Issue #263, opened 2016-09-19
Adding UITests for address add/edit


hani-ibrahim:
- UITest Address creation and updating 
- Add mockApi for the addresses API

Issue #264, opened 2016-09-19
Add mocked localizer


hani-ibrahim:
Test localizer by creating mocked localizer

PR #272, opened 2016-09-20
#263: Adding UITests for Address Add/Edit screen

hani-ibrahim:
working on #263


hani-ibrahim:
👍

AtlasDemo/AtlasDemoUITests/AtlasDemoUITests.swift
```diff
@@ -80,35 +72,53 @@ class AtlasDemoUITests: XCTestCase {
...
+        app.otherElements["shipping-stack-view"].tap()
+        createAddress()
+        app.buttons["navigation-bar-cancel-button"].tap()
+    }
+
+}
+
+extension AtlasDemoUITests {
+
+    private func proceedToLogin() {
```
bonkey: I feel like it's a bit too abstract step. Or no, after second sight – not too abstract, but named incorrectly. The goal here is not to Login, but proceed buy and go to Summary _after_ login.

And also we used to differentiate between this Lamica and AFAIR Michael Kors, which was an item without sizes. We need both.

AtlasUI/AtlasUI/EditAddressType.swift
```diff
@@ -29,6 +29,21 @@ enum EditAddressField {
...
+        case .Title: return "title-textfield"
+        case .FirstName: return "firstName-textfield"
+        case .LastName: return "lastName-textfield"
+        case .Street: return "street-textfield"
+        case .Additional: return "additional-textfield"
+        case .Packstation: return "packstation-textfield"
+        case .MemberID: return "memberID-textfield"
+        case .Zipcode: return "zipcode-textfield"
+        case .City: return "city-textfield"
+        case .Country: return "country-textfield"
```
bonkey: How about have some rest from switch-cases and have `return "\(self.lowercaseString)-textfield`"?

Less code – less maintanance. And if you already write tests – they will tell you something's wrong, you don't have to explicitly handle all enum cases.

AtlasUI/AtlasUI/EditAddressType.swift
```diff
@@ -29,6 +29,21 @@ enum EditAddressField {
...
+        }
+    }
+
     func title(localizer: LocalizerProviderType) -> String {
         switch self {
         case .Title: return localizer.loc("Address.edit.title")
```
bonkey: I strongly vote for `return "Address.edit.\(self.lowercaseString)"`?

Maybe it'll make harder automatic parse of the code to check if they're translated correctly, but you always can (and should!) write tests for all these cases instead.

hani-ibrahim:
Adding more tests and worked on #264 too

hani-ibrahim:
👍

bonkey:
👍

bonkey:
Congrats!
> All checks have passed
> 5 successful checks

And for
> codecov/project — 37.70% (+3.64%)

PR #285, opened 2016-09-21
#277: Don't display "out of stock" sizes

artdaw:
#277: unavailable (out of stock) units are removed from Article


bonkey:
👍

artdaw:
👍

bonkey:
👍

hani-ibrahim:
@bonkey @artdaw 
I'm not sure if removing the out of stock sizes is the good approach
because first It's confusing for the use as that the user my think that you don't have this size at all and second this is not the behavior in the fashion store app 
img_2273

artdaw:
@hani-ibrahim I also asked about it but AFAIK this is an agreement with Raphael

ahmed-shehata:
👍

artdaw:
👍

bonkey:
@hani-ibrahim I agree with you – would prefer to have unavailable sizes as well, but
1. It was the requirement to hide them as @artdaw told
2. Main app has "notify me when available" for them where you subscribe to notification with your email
--------------------------------
> [Your assignment] Above are records; count the lines among them that include the word "Adding", and give only the number.

> [The completed task] 3